28 September 2010
As per Sec. 43(5) of the Income tax Act, any derivatives transaction entered in to any recognised stock exchange is not treated as speculitive transaction and loss in such transaction can be set off against normal business profit.
Kindly tell us whether NCDEX is recognised for the same and can we set off loss incurred in F & O transaction of NCDEX against normal business profit.
As per Notification No- SO 89(E), dated 25-01-06, only two exchanges i.e.NSE and BSE are considered as recognised stock exchange for the purpose of section 43(5).
there is one amendment via notification – No.46/2009, dated 22-05-09, which includes contract carried out at MCX will not be treated as speculative.so now 3 exchanges are covered.
you talk about NCDEX which is not covered in notification.so transactions carried out at NCDEX will be speculative and cant be covered u/s 43(5) of IT Act.
below is details of notification for your reference:
CBDT has issued a notification – No.46/2009, dated 22-05-09. The notification specifies
MCX Stock Exchange Ltd. as a recognized stock exchange for the purpose of Sec.
43(5)(d)(ii) of the Income Tax Act.
Summary of Sec. 43(5):
Sec. 43(5) defines the speculative transaction. “Speculative transaction” means a
transaction in which a contract for the purchase or sale of any commodity, including
stocks and shares, is periodically or ultimately settled otherwise than by the actual
delivery or transfer of the commodity or scrips.
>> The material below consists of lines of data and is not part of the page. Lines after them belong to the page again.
Issue #3567, opened 2026-09-21
[2.0 rc.9] JSX passed through a non-`children` prop fails hydration when another id-allocating hole follows it


brenelz:
### Describe the bug

A component that renders JSX received through a prop other than `children`, followed by another hole that allocates hydration ids, hydrates with mismatched keys. The server-rendered elements are left unclaimed in the document, and the client builds detached copies that receive the event handlers and the updates. The page looks right but the slotted content is dead.

This is the ordinary layout or slot pattern:

```tsx
import { createSignal } from "solid-js";

const Layout = (props) => (
  <div>
    <header>{props.header}</header>
    <main>{props.children}</main>
  </div>
);

function App() {
  const [n, setN] = createSignal(0);
  return (
    <Layout header={<button id="hdr" onClick={() => setN(n() + 1)}>clicks {n()}</button>}>
      <p>body {n()}</p>
    </Layout>
  );
}
```

The server emits:

```html
<div _hk=0><header><button _hk=2 id="hdr">clicks <!--$-->0<!--/--></button></header><main><p _hk=10>body <!--$-->0<!--/--></p></main></div>
```

The client asks for keys `1` (the button) and `30` (the `<p>`), so neither claim succeeds. Dev logs:

```
Hydration key miss for "1": no server-rendered element carries this key (template: <button ...). A detached element was created instead ...
Hydration key miss for "30": no server-rendered element carries this key (template: <p>body ...
Hydration completed with 2 unclaimed server-rendered node(s):
  <button _hk="2" id="hdr">...
```

### Your Example Website or App

No hosted example (the playground is currently blocked by #3565). The repro below runs inside the repo's own server and hydration vitest projects.

### Steps to Reproduce the Bug or Issue

1. Render `App` above with `renderToString` (or `renderToStream`).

However, there is a specific exemption provided in provision (d) of the section.
Provision (d) to Sec. 43(5)
An eligible transaction in respect of trading in derivatives referred to in clause [(ac)] of
section 2 of the Securities Contracts (Regulation) Act, 1956 (42 of 1956) carried out in a
recognised stock exchange; shall not be deemed to be a speculative transaction;
Thus, if the transaction in derivatives carried out in recognized stock exchange can not be treated as speculative transaction eventhough settled otherwise than by delivery
“Recognised stock exchange” for the above provision is elaborated in explanation (ii) of the above provision.
Explanation (ii):
“Recognised stock exchange” means a stock exchange as referred to in clause (f) of
section 2 of the Securities Contracts (Regulation) Act, 1956 (42 of 1956) and which
fulfils such conditions as may be prescribed and notified by the Central Government for this purpose.
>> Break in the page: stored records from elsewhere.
Issue #3557, opened 2026-09-20
SSR spread elements: static text children emitted unescaped; Babel folds textarea value into children with wrong precedence (Oxc divergence)


ryansolid:
Found while adding the spread-static-tail SSR bench (`perf/ssr-element-parity`). Three related defects on the `ssrElement` (spread element) path, one of them a Babel/Oxc divergence. Each is a compile-time static, so none is an injection surface, but the output is wrong and the template path already gets all three right.

## Reproduction

`renderToString` on the `next` runtime, JSX compiled with each compiler (`JSX_COMPILER=babel` vs native), `hydratable: true`:

```tsx
const rest = { id: "a" };
const withValue = { id: "a", value: "from-spread" };

<div {...rest}>a &lt;b&gt; &amp; c</div>
<div>a &lt;b&gt; &amp; c</div>                                 // template path, for comparison
<textarea {...rest} value="a &lt;b&gt; &amp; c" />
<textarea value="a &lt;b&gt; &amp; c" />                       // template path
<textarea {...withValue} value="static" />                     // static after the spread: static must win
<textarea value="static" {...withValue} />                     // static before the spread: spread must win
```

| case | native (Oxc) | Babel |
|---|---|---|
| text child of a spread element | `<div id="a">a <b> & c</div>` ❌ | `<div id="a">a <b> & c</div>` ❌ |
| text child, template path | `<div>a &lt;b&gt; &amp; c</div>` ✅ | same ✅ |
| textarea value, spread element | `<textarea id="a">a &lt;b> &amp; c</textarea>` ✅ | `<textarea id="a">a <b> & c</textarea>` ❌ |
| textarea value, template path | `<textarea>a <b> & c</textarea>` ❌ | same ❌ |
| textarea `{...withValue} value="static"` | `static` ✅ | `from-spread` ❌ |
| textarea `value="static" {...withValue}` | `from-spread` ✅ | `from-spread` ✅ |

## What is happening

[...]

PR #3600, opened 2026-09-23
fix(web): stop loading useHead stylesheets from halting hydration

brenelz:
`hydrate()` crashes with `TypeError: Cannot read properties of null (reading '_config')`, followed by `REACTIVITY_HALTED`, when a `useHead({ tag: "link", props: { rel: "stylesheet", href } })` sheet is still loading as hydration reaches it. The page is left dead. This is the default in real apps: the vite plugin's start mode emits `<script type="module" async>`, so the entry usually runs before the sheet loads. It reproduces in headless Chromium with `/ssr?jsdelay=0`; a late entry, `entry=defer` and client-only `render()` do not crash. It also fires when a late streamed boundary resumes.

The crash is in `waitAsset`. It creates its gate memo under `runWithOwner(null)`, and while hydrating, `createMemo` is the hydration wrapper, which peeks the next child id of the current owner (`peekNextChildId(getOwner()!)` in `hydrateSignalFromAsyncIterable`). With no owner, `childId(null)` reads `null._config`.

Fixing the crash exposed a second bug. A streamed `<Loading>` boundary whose swap the server holds on a stylesheet (`$dfs`) settles its `<id>_fr` record in the same chunk as the gate, before `$dfc` runs the swap. The boundary resumed on the settle, claimed against a document that did not have the content yet, rendered fresh client DOM, and the delayed swap then inserted the server's copy beside it.

Changes:

- `waitAsset` (`packages/web/src/client.ts`) creates its gate with `{ transparent: true }`, which the hydrating `createMemo` passes straight to the core memo. The gate has no owner, so it cannot shift ids for later siblings.
- `useHead`'s stylesheet gate is skipped while `sharedConfig.hydrating` is true. The content being claimed is already visible, and the server gated its reveal: a head `<link>` is render-blocking, and a streamed fragment waits on `$dfs`. Without the skip, a pending read inside a boundary's claim window made the boundary render fresh DOM beside the server's, and at the root it logged `ASYNC_OUTSIDE_LOADING_BOUNDARY`. After hydration the gate still holds boundary reveals and transitions (`use-head-css-gating-client.spec.tsx` is unchanged and passes).
- The fragment ledger (`packages/solid/src/client/hydration.ts`) now resumes a boundary when its swap lands, not when `_fr` settles. `fragmentParked(id)` is true for a record that settled OK while its content template and `pl-*` placeholder are both still in the document. Such a boundary takes the pending path, and `whenRevealed` waits for the ledger's reveal notification before resuming. Only a settled-OK hydrating resume waits: a rejected or truncated fragment keeps its old path. `fragmentPending` reuses the same test.

Size (re-measured after rebasing over #3605/#3606; matches CI byte-for-byte): the web changes are 0 B in every fixture. The ledger change costs +36 B (hydrating, no stores: 20,919 B against `next`'s 20,883) and +10 B (hydrating with every store family: 31,155 B against 31,145), brotli. Caps raised to 20.95 KB and 31.2 KB with notes in `scripts/size/.size-limit.js`. Note: `next` at ed60f054a already exceeds the hydrating (no stores) cap by 33 B and the observe tier by 5 B — #3606 landed over #3605 without a re-measure — so this PR also lifts the observe tier to 17.5 KB (0 B from this PR) with a note attributing it to #3606; otherwise the size gate cannot go green on any PR head.

Verification, all failing on `next` and passing here:

- Parity-harness scenarios `use-head-stylesheet-pending` and `use-head-stylesheet-streamed-boundary`, each in loaded and streamed mode (`packages/web/test/harness/scenarios.tsx`), fail on `next` with the `_config` crash.
- A document-shell case (`StyledIsland`) with a full `<head>`, a shell sheet still loading, and a late boundary whose swap waits on its own sheet. It asserts no crash, no early reveal, exactly one late button (the server's node), live clicks and no warnings. It fails without the ledger change (early reveal and duplicate content) and without the hydrating skip (the boundary never claims).
- `test/hydration/wait-asset-hydration.spec.tsx` calls `waitAsset` directly during `hydrate()`.
- `test/hydration/truncated-stream-template.spec.tsx` and `truncated-stream-late-boundary.spec.tsx` cover a stream cut after the content template arrived, with the boundary registering before and after the cut. Neither fails on `next`; both guard against the first version of the ledger change hanging hydration there.

Suites run locally with the wasm compiler: web client (898), web hydrate (199), solid (659), signals (3,574), size-limit (all scenarios pass). The web server suite has 15 failures in the diagnostics-records and #3557 escaping specs; the same 15 fail on an unmodified `next` checkout with the same compiler build, so I believe the local wasm binary is older than `next`. In headless Chromium, `/ssr?jsdelay=0`, `/ssr?jsdelay=2500`, `/ssr?entry=defer` and `/csr` all hydrate with both buttons live and one late button, for both a shell-registered and a style-gated late sheet.

Still open:

- With an async entry and a stylesheet still loading in `<head>`, `_$HY.r` is empty when `hydrate()` starts. The pending sheet blocks the inline records `<script>` from running but not the async module. In Chromium this shows up as `Hydration key miss for "210"` on the boundary fallback and a duplicate `<link>` for the late sheet. It happens with only the `transparent` change too, and the page still works, so it belongs in its own issue.
- Any other memo created without an owner during hydration still crashes the same way. Treating a null owner like `transparent` in `hydratedCreateMemo` would fix that whole class instead of this one caller.

## Public API changes

- `useHead` stylesheet reveal-gating is skipped while `sharedConfig.hydrating` is true (hydration claims DOM the browser already painted; the server gated the paint). Documented-behavior carve-out; no FOUC introduced. The carve-out is stated in the `useHead` JSDoc.
- No new or removed exports, props, options, or diagnostic codes. `waitAsset`'s gate memo now passes `{ transparent: true }` to `createMemo` — an internal change to an existing seam, not a signature change.


ryansolid:
> Merged as fd8b3df1c — thanks, this was the right fix. We reproduced the 6 red on `next` (the `_config` throw, not just the halt), and the `transparent` gate plus the hydrating skip in `useHead` are what we'd have written.
>
> What we did on top rather than asking for a rebase: rebased over #3605/#3606 and re-measured the caps (+36 B / +10 B on the two hydrating scenarios; `next` itself was already over on two caps from #3606, so those are noted and lifted in the same file); added a `## Public API changes` section to the body; and stated the hydration carve-out in the `useHead` JSDoc.
>
> Two follow-ups we'll file separately: treat a null owner like `transparent` in `hydratedCreateMemo` / `hydratedCreateSignal` (your own note — that's the durable fix for the whole class), and the async-entry empty-`_$HY.r` key miss you described.
>
> — *Claude via Cursor*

Situation before notification:
Before the issuance of the above notification only two exchanges were notified for the
above purpose vide Notification No- SO 89(E), dated 25-01-06:
(1) National Stock Exchange of India Limited, Mumbai
(2) Bombay Stock Exchange Limited, Mumbai
Effect after notification:
After issuance of the above notification; From now onwards even MCX Exchange will be eligible for the above exception as per provision (d) of Sec. 43(5). So contract carried out in MCX for the purchase or sale of any commodity will not be treated as speculative transaction eventhough it is periodically or ultimately settled otherwise than by the actual delivery or transfer of the commodity.
STT : Security Transaction Tax is levied on all the trades executed except on commodity. However, CTT – commodity transaction tax is yet not notified. Thus, transaction carried out in MCX for commodity does not attract CTT and also not consider as speculative transaction.